> **TASK INPUTS**
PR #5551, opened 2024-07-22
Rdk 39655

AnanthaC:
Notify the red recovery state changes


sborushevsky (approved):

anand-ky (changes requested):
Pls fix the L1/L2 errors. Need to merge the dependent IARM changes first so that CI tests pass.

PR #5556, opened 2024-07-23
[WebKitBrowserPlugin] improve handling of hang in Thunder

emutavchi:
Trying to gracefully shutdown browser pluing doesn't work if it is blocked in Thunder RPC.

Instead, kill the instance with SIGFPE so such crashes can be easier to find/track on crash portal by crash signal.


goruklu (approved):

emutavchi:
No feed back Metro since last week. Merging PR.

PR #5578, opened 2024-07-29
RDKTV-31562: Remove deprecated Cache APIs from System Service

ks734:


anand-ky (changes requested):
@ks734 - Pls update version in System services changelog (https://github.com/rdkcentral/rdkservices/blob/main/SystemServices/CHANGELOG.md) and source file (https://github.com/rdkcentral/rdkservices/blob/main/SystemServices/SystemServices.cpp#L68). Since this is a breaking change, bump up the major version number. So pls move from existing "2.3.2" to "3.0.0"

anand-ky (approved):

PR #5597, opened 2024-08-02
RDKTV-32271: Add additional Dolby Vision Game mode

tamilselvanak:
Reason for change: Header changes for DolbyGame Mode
==
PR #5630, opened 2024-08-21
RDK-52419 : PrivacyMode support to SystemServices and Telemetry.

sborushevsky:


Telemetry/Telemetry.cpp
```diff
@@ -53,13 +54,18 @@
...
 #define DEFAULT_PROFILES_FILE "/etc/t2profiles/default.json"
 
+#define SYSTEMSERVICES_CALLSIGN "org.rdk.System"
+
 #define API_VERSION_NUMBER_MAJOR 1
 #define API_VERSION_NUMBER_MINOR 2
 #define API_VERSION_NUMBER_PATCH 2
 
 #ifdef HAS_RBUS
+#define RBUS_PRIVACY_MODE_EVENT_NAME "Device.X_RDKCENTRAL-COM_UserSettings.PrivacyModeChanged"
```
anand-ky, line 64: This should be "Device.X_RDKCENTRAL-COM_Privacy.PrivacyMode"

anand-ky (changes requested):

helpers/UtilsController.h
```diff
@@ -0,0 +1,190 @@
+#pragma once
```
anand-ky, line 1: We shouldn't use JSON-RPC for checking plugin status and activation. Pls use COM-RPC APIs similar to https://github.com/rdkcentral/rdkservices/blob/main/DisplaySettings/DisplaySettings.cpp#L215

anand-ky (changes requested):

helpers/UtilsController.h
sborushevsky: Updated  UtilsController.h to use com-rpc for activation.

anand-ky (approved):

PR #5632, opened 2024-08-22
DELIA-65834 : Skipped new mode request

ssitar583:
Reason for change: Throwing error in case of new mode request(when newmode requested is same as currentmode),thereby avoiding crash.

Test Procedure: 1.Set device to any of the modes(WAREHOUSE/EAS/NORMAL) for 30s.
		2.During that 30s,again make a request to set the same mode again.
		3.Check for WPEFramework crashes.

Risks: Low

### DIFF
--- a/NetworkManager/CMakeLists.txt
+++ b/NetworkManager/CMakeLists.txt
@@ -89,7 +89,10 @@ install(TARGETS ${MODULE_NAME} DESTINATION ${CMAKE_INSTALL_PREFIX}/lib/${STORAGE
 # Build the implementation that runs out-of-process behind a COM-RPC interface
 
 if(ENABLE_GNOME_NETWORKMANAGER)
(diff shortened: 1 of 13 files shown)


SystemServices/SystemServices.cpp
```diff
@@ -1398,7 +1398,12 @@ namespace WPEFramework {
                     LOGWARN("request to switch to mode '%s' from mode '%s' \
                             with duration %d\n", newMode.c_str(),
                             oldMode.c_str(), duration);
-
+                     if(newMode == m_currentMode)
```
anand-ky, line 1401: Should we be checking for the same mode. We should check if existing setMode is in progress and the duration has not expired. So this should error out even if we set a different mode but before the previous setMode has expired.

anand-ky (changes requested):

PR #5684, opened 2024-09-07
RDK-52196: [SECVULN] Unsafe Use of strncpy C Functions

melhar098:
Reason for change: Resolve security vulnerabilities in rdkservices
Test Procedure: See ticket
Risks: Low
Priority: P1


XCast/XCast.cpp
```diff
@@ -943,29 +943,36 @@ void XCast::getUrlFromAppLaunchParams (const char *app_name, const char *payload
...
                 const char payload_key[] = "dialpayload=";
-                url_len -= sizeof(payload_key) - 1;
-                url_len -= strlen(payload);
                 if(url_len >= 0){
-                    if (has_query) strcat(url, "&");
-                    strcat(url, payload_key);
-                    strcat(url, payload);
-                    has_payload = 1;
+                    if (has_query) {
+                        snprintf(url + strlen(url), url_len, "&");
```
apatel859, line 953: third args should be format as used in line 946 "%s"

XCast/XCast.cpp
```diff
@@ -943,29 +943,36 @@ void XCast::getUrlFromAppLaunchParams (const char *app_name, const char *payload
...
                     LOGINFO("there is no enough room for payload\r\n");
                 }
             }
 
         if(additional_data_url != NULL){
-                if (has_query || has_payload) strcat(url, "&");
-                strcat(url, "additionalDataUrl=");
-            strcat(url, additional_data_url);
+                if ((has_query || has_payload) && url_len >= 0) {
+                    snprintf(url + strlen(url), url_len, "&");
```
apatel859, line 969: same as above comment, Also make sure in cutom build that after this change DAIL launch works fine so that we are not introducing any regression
--
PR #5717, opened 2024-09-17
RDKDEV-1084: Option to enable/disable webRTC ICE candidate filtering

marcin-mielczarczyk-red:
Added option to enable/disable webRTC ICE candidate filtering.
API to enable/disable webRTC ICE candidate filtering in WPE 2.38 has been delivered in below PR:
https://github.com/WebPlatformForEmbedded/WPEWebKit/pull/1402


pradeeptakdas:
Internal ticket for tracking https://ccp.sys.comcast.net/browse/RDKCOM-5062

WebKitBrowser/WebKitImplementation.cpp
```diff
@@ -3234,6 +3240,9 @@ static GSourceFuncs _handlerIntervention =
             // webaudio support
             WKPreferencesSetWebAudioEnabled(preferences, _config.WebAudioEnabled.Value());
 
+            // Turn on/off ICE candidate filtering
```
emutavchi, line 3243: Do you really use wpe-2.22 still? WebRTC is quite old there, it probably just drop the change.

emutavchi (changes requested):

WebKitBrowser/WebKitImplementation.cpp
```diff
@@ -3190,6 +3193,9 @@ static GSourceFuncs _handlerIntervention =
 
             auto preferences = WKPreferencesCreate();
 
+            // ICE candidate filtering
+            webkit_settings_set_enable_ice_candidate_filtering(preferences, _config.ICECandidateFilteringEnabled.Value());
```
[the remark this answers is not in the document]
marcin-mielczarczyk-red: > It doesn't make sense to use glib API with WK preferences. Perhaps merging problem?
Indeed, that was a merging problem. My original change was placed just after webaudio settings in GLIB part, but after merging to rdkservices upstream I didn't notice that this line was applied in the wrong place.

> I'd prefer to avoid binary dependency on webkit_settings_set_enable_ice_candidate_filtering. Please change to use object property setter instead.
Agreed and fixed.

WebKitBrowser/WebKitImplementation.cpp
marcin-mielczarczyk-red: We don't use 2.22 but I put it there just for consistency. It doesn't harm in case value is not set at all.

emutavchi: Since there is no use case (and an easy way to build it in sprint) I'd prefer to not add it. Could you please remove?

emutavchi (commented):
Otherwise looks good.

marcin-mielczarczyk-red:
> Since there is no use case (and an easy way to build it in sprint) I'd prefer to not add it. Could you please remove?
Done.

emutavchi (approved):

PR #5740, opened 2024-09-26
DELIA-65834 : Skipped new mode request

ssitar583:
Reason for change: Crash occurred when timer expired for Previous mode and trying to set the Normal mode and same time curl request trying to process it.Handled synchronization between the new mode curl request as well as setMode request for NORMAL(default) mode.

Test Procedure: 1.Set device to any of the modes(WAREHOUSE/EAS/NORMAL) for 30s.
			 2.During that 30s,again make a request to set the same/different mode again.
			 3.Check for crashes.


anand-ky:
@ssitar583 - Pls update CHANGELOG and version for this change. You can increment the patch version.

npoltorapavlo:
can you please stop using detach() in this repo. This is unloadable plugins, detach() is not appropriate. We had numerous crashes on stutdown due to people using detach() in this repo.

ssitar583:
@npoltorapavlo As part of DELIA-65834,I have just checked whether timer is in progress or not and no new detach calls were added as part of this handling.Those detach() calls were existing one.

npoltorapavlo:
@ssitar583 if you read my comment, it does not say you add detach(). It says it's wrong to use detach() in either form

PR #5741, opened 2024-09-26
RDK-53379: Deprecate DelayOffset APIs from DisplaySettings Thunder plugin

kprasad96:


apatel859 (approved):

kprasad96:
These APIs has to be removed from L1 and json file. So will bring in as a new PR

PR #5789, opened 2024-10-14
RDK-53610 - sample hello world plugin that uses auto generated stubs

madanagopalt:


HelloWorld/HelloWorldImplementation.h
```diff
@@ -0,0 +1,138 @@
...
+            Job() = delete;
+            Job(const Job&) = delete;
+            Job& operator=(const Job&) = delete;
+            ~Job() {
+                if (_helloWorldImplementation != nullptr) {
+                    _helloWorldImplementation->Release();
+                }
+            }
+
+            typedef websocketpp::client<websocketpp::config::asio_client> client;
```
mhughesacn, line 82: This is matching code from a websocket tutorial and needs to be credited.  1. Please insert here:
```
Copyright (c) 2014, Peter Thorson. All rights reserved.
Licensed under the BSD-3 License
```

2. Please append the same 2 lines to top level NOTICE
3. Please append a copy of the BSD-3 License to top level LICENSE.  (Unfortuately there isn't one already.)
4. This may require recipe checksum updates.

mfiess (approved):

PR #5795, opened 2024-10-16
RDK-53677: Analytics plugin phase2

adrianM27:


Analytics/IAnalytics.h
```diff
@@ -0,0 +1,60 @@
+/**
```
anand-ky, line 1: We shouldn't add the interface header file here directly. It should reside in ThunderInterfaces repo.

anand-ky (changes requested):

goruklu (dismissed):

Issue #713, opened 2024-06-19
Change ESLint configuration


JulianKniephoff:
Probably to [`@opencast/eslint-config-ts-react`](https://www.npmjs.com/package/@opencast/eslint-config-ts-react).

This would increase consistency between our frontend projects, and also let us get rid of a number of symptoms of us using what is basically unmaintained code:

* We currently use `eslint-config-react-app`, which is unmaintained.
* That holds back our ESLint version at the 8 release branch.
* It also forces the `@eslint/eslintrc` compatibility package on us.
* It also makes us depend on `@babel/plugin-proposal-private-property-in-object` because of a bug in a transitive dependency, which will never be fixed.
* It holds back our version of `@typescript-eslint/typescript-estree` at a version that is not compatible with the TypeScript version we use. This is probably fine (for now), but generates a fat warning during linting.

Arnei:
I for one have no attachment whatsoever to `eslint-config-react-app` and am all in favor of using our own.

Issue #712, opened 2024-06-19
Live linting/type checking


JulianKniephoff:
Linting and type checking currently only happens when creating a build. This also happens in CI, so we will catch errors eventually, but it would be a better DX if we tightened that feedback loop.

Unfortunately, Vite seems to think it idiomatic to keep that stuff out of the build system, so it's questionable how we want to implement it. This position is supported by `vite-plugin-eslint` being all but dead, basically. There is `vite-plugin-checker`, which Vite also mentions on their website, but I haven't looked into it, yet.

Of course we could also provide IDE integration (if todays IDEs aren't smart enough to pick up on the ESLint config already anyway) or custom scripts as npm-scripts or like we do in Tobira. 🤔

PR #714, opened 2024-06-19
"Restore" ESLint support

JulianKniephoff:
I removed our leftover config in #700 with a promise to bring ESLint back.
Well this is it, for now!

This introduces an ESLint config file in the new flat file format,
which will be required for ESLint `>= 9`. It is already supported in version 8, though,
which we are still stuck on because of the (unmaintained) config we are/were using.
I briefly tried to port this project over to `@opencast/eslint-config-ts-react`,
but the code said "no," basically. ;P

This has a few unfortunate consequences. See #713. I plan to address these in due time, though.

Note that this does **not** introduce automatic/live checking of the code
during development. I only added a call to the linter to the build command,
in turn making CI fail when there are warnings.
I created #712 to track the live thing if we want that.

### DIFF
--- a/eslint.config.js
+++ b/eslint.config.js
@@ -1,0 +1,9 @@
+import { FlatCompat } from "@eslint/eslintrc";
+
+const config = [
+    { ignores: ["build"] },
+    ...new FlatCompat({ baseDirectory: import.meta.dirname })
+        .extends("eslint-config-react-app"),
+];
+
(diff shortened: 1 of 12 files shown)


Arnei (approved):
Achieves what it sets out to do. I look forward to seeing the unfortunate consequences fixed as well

> **WHAT YOU ARE ASKED TO DO**
Return exactly the lines above from the line that has "never be fixed." through the line that has "Well this is it, for now!", inclusive, and nothing else.

> **ANSWER AREA**
* It also makes us depend on `@babel/plugin-proposal-private-property-in-object` because of a bug in a transitive dependency, which will never be fixed.
* It holds back our version of `@typescript-eslint/typescript-estree` at a version that is not compatible with the TypeScript version we use. This is probably fine (for now), but generates a fat warning during linting.

Arnei:
I for one have no attachment whatsoever to `eslint-config-react-app` and am all in favor of using our own.

Issue #712, opened 2024-06-19
Live linting/type checking


JulianKniephoff:
Linting and type checking currently only happens when creating a build. This also happens in CI, so we will catch errors eventually, but it would be a better DX if we tightened that feedback loop.

Unfortunately, Vite seems to think it idiomatic to keep that stuff out of the build system, so it's questionable how we want to implement it. This position is supported by `vite-plugin-eslint` being all but dead, basically. There is `vite-plugin-checker`, which Vite also mentions on their website, but I haven't looked into it, yet.

Of course we could also provide IDE integration (if todays IDEs aren't smart enough to pick up on the ESLint config already anyway) or custom scripts as npm-scripts or like we do in Tobira. 🤔

PR #714, opened 2024-06-19
"Restore" ESLint support

JulianKniephoff:
I removed our leftover config in #700 with a promise to bring ESLint back.
Well this is it, for now!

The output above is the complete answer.